◆ **What is required**: Print out every record below, exactly as written.

◆ **Entries provided**:
PR #1414, opened 2020-04-30
Fixed issue #16208: escape in Multiple choice with comments

Shnoulle:
Dev: input need to be encoded
Dev: encode must be done by view
Dev: question theme can want json … or another way

### DIFF
--- a/application/core/QuestionTypes/MultipleChoiceWithComments/RenderMultipleChoiceWithComments.php
+++ b/application/core/QuestionTypes/MultipleChoiceWithComments/RenderMultipleChoiceWithComments.php
@@ -120,7 +120,7 @@ class RenderMultipleChoiceWithComments extends QuestionBaseRenderer
                 'inputCommentId'       => 'answer'.$myfname2,
                 'commentLabelText'     => gT('Make a comment on your choice here:'),
                 'inputCommentName'     => $myfname2,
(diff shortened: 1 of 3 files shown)


olleharstedt:
One in our team should test this and then merge.

Shnoulle:
> One in our team should test this and then merge.

We must decide (before) if text by user must be encoded by view (twig) or core.

I'm unsure of the need, but maybe some theme can want not encoded input.

olleharstedt:
> We must decide (before) if text by user must be encoded by view (twig) or core.

Do we? Why not decide after? Fixing database corruption is more important, IMO.

Shnoulle:
There are no DB corruption here … it's ONLY a view issue

Shnoulle:
> Why not decide after?

Because: this broke API … for QuestionTheme …

olleharstedt:
> There are no DB corruption here … it's ONLY a view issue

The bug report says that the database content is corrupted. It's not correct?

>  When the users type a single quote in the comments field, every characters after the quote are lost and not registered in the database !!

Shnoulle:
> The bug report says that the database content is corrupted. It's not correct?

No, i can confirm : saved in DB. But if reload, and resubmit : updated :)

Shnoulle:
(14:59:56) Shnoulle: We sent it encoded in 3.X : we must send it encoded in 4.X …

◆ **Task answer**:
PR #1414, opened 2020-04-30
Fixed issue #16208: escape in Multiple choice with comments

Shnoulle:
Dev: input need to be encoded
Dev: encode must be done by view
Dev: question theme can want json … or another way

### DIFF
--- a/application/core/QuestionTypes/MultipleChoiceWithComments/RenderMultipleChoiceWithComments.php
+++ b/application/core/QuestionTypes/MultipleChoiceWithComments/RenderMultipleChoiceWithComments.php
@@ -120,7 +120,7 @@ class RenderMultipleChoiceWithComments extends QuestionBaseRenderer
                 'inputCommentId'       => 'answer'.$myfname2,
                 'commentLabelText'     => gT('Make a comment on your choice here:'),
                 'inputCommentName'     => $myfname2,
(diff shortened: 1 of 3 files shown)


olleharstedt:
One in our team should test this and then merge.

Shnoulle:
> One in our team should test this and then merge.

We must decide (before) if text by user must be encoded by view (twig) or core.

I'm unsure of the need, but maybe some theme can want not encoded input.

olleharstedt:
> We must decide (before) if text by user must be encoded by view (twig) or core.

Do we? Why not decide after? Fixing database corruption is more important, IMO.

Shnoulle:
There are no DB corruption here … it's ONLY a view issue

Shnoulle:
> Why not decide after?

Because: this broke API … for QuestionTheme …

olleharstedt:
> There are no DB corruption here … it's ONLY a view issue

The bug report says that the database content is corrupted. It's not correct?

>  When the users type a single quote in the comments field, every characters after the quote are lost and not registered in the database !!

Shnoulle:
> The bug report says that the database content is corrupted. It's not correct?

No, i can confirm : saved in DB. But if reload, and resubmit : updated :)

Shnoulle:
(14:59:56) Shnoulle: We sent it encoded in 3.X : we must send it encoded in 4.X …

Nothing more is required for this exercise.